Exercise input START

PR #1223, opened 2024-03-25
Do not import debugger/debugpy unless needed

krassowski:
Follow-up to https://github.com/ipython/ipykernel/pull/1213.

This avoid spurious warnings on kernel management operations, like calling `python -m ipykernel install --sys-prefix`.

What do you think?

Issue #1198, opened 2024-01-16
python 3.11 debugpy error messages


mlucool:
Hi,

Using python 3.11 we see the following error:
```
$ python -m ipykernel install --name mykernel --user
0.00s - Debugger warning: It seems that frozen modules are being used, which may
0.00s - make the debugger miss breakpoints. Please pass -Xfrozen_modules=off
0.00s - to python to disable frozen modules.
0.00s - Note: Debugging will proceed. Set PYDEVD_DISABLE_FILE_VALIDATION=1 to disable this validation.
Installed kernelspec mykernel in /u/myuser/.local/share/jupyter/kernels/mykernel
```

This comes form https://github.com/ipython/ipykernel/blob/93a63fb7b8752899ed95118fa35e56f74eedd0c6/ipykernel/debugger.py#L24.

This was also posted on stackoverflow here: https://stackoverflow.com/questions/75114841/debugger-warning-from-ipython-frozen-modules

Can we fix ipykernel to only show this message when it's applicable (i.e. when trying to debug)?

krassowski:
Thank you for opening this issue! This was previously reported a few times on Jupyter Discourse and it is really confusing for users (who sometimes mis-attribute other issues to this warning as it is common and easy to blame).

In particular there is some relevant discussion in https://discourse.jupyter.org/t/debugger-warning-it-seems-that-frozen-modules-are-being-used-python-3-11-0/16544

> Can we fix ipykernel to only show this message when it's applicable (i.e. when trying to debug)?

ipykernel imports debugpy to check if it is available; this is hard to check without import, because the import can error out even if debugpy is installed see https://github.com/ipython/ipykernel/issues/986.

I previously suggested always appending `-Xfrozen_modules=off` on a higher level (on ipykernel startup). It is unclear to me if there is any downside to doing that, maybe we should give it a try?

mlucool:
>I previously suggested always appending -Xfrozen_modules=off on a higher level (on ipykernel startup). It is unclear to me if there is any downside to doing that, maybe we should give it a try?

Seems like a better default, but maybe have some way to opt-out in case it does break someone's workflow?

krassowski:
Yes, it looks that we could add this in the default kernelspec and make it configurable by having an argument for kernelspec installation app. If it breaks anything we can quickly revert and switch the default.

We should condition adding this argument on ipykernel being run in CPython rather than any other Python implementation which might not support this argument.

PR #1307, opened 2024-12-13
make debugger class configurable

smacke:
In this PR, add a field debugger_class defaulting to the normal Debugger type. Kernel subclasses can override this field with their own debugger subclass types to provide additional customizations on top of the original Debugger class.

### DIFF
--- a/ipykernel/ipkernel.py
+++ b/ipykernel/ipkernel.py
@@ -23,6 +23,7 @@ from traitlets import Any, Bool, HasTraits, Instance, List, Type, default, obser
 from .comm.comm import BaseComm
 from .comm.manager import CommManager
 from .compiler import XCachingCompiler
+from .debugger import Debugger, _is_debugpy_available
 from .eventloops import _use_appnope
 from .iostream import OutStream
 from .kernelbase import Kernel as KernelBase
@@ -71,6 +72,8 @@ class IPythonKernel(KernelBase):
     shell = Instance("IPython.core.interactiveshell.InteractiveShellABC", allow_none=True)
     shell_class = Type(ZMQInteractiveShell)
 
+    debugger_class = Type(Debugger)
+
     use_experimental_completions = Bool(
         True,
         help="Set this flag to False to deactivate the use of experimental IPython completion APIs.",
@@ -110,11 +113,9 @@ class IPythonKernel(KernelBase):
 
         self.executing_blocking_code_in_main_shell = False
 
-        from .debugger import Debugger, _is_debugpy_available
-
         # Initialize the Debugger
         if _is_debugpy_available:
-            self.debugger = Debugger(
+            self.debugger = self.debugger_class(
                 self.log,
                 self.debugpy_socket,
                 self._publish_debug_event,


ipykernel/ipkernel.py
```diff
@@ -110,11 +113,9 @@ def __init__(self, **kwargs):
 
         self.executing_blocking_code_in_main_shell = False
 
-        from .debugger import Debugger, _is_debugpy_available
```
jasongrout, line 113: It looks like https://github.com/ipython/ipykernel/pull/1223 intentionally introduced this lazy import. Let's make sure we're addressing the need there as well before making this an eager import at the top of the file.

jasongrout: In particular, does this change mean that `python -m ipykernel install --sys-prefix` has spurious warnings?

jasongrout: CC @krassowski who made this lazy import chnage earlier this year.

krassowski: Thanks for spotting, yes this is intentional to address https://github.com/ipython/ipykernel/issues/1198

ipykernel/ipkernel.py
```diff
@@ -71,6 +72,8 @@ class IPythonKernel(KernelBase):
     shell = Instance("IPython.core.interactiveshell.InteractiveShellABC", allow_none=True)
     shell_class = Type(ZMQInteractiveShell)
 
+    debugger_class = Type(Debugger)
```
jasongrout, line 75: You can also give this class as a full-specified dotted string, so we could move the import above back to being an on-demand import in the class definition.

jasongrout: I think this should work:
```suggestion
    debugger_class = Type("ipykernel.debugger.Debugger")
```

smacke: Thanks for the suggestion; I think if I do this I can omit the import altogether?

jasongrout (approved):
Awesome, thanks! In full disclosure, we'd like this at Databricks (where Stephen and I both work) because we customize the debugger class.

davidbrochart (approved):

krassowski (commented):
It seems fine, but not 100% sure as I get an error when trying to install kernel: https://github.com/ipython/ipykernel/issues/1309

Carreau:
Can this get rebased to trigger CI (I try to do it, but there is no allow push from maintainers).

smacke:
Hey @Carreau just rebased + pushed

Carreau:
There is one minor lint to fix (unused mypy ignore), and I restarted the test on 3.9. 

I would actually be in favor of dropping 3.9 support (per https://scientific-python.org/specs/spec-0000/), and FYI IPython CLI already dropped 3.10.

smacke:
@Carreau did you want me to fix those lint failures? They don't seem related with this change but happy to do it anyway

Carreau:
No, it was just a "the failures are know and fixed on master". I haven't been involved in ipykernel in a while and was reluctant to merge, but I think that's ok.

Exercise input END

Required work. Your output should be the listing's lines, exact and complete, from its first line to the line that contains "This was also", inclusive.

Output below.
PR #1223, opened 2024-03-25
Do not import debugger/debugpy unless needed

krassowski:
Follow-up to https://github.com/ipython/ipykernel/pull/1213.

This avoid spurious warnings on kernel management operations, like calling `python -m ipykernel install --sys-prefix`.

What do you think?

Issue #1198, opened 2024-01-16
python 3.11 debugpy error messages


mlucool:
Hi,

Using python 3.11 we see the following error:
```
$ python -m ipykernel install --name mykernel --user
0.00s - Debugger warning: It seems that frozen modules are being used, which may
0.00s - make the debugger miss breakpoints. Please pass -Xfrozen_modules=off
0.00s - to python to disable frozen modules.
0.00s - Note: Debugging will proceed. Set PYDEVD_DISABLE_FILE_VALIDATION=1 to disable this validation.
Installed kernelspec mykernel in /u/myuser/.local/share/jupyter/kernels/mykernel
```

This comes form https://github.com/ipython/ipykernel/blob/93a63fb7b8752899ed95118fa35e56f74eedd0c6/ipykernel/debugger.py#L24.

This was also posted on stackoverflow here: https://stackoverflow.com/questions/75114841/debugger-warning-from-ipython-frozen-modules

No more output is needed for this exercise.